START Source material
PR #14864, opened 2016-07-04
fix(select): don't register options when select has no ngModel

Narretz:
bug fix

Options are added even if select has no ngModel. ngValue replaces the value attribute of the element with a hashed value, and this might break tests (it does in angular material)

Options are not added to select

?
I can't think of a valid use case where you'd want registerning options without ngModel integration. If you don't have model binding, then you don't need to store the options internally. You can actually use ngOptions without ngModel to render a list of options - but you don't need to register the options for that.

The registerOption function is also not documented, so this is an implementation detail from the perspective of the user

**Other information**:

When option elements use ngValue, value or interpolated text simply to set
the option value, i.e. when the parent select doesn't have an ngModel,
there is no necessity in registering the options with the select controller.
This was previously no problem, as the ngModelController is set to a noop controller,
so that all further interactions are aborted ($render etc)

However, ngValue sets a hashed value inside the option value (to support arbitrary object types).
This can cause issues with tests that expect unhashed values.

### DIFF
--- a/src/ng/directive/select.js
+++ b/src/ng/directive/select.js
@@ -519,11 +519,16 @@ var selectDirective = function() {
 
   function selectPreLink(scope, element, attr, ctrls) {
 
-      // if ngModel is not defined, we don't need to do anything
-      var ngModelCtrl = ctrls[1];
-      if (!ngModelCtrl) return;
-
       var selectCtrl = ctrls[0];
+      var ngModelCtrl = ctrls[1];
+
+      // if ngModel is not defined, we don't need to do anything but set the registerOption
+      // function to noop, so options don't get added internally
+      if (!ngModelCtrl) {
+        selectCtrl.registerOption = noop;
+        return;
+      }
+
 
       selectCtrl.ngModelCtrl = ngModelCtrl;
 
--- a/test/ng/directive/selectSpec.js
+++ b/test/ng/directive/selectSpec.js
@@ -136,6 +136,30 @@ describe('select', function() {
 
   });
 
+  it('should not add options to the select if ngModel is not present', inject(function($rootScope) {
+    var scope = $rootScope;
+    scope.d = 'd';
+    scope.e = 'e';
+    scope.f = 'f';
+
+    compile('<select>' +
+      '<option ng-value="\'a\'">alabel</option>' +
+      '<option value="b">blabel</option>' +
+      '<option >c</option>' +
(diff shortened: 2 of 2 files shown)


gkalpak:
WRT _"You can actually use ngOptions without ngModel to render a list of options"_. Isn't `ngModel` required by `ngOptions`?

gkalpak:
> When option elements use ngValue, value or interpolated text simply to set the option value, i.e. when the parent select doesn't have an ngModel, there is no necessity in registering the options with the select controller.

Afaict, this PR breaks these usecases. I think we should keep the current behaviors (e.g. set the `value` based on the interpolated text), but revert the special `ngValue` handling.

Narretz:
Sorry, I don't follow. Why does this PR break these use cases? Do you mean simply using ngValue, interpolated value or text to set the value? The registerOption function should (and I am pretty sure does) only include code that integrates the options with the select controller, so listening on changes, removal etc. and then updating the interal representation, calling render, setViewValue etc,

You are right, ngOptions must be used with ngModel. :sweat: Using it without could be interesting for the material guys actually, as ng-options has been requested.

gkalpak:
> Why does this PR break these use cases?

Sorry, I was exaggerating a bit :smile: I meant it breaks the case with `interpolateTextFn`.

Narretz:
You mean because interpolateTextFn sets the value when the text changes? Since HTML5 uses the text value of an option as its value if there's no value attribute, I thought this would be okay. But if someone specifically listens on the value attribute of an option that has interpolated text, yes that would be a BC. But I think we can live that (the changes are in 1.6 only anyway)

Narretz:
END Source material
■ What this task involves: Copy out every line of the data in which the word "registering" is found.

■ Output for this exercise:
there is no necessity in registering the options with the select controller.
> When option elements use ngValue, value or interpolated text simply to set the option value, i.e. when the parent select doesn't have an ngModel, there is no necessity in registering the options with the select controller.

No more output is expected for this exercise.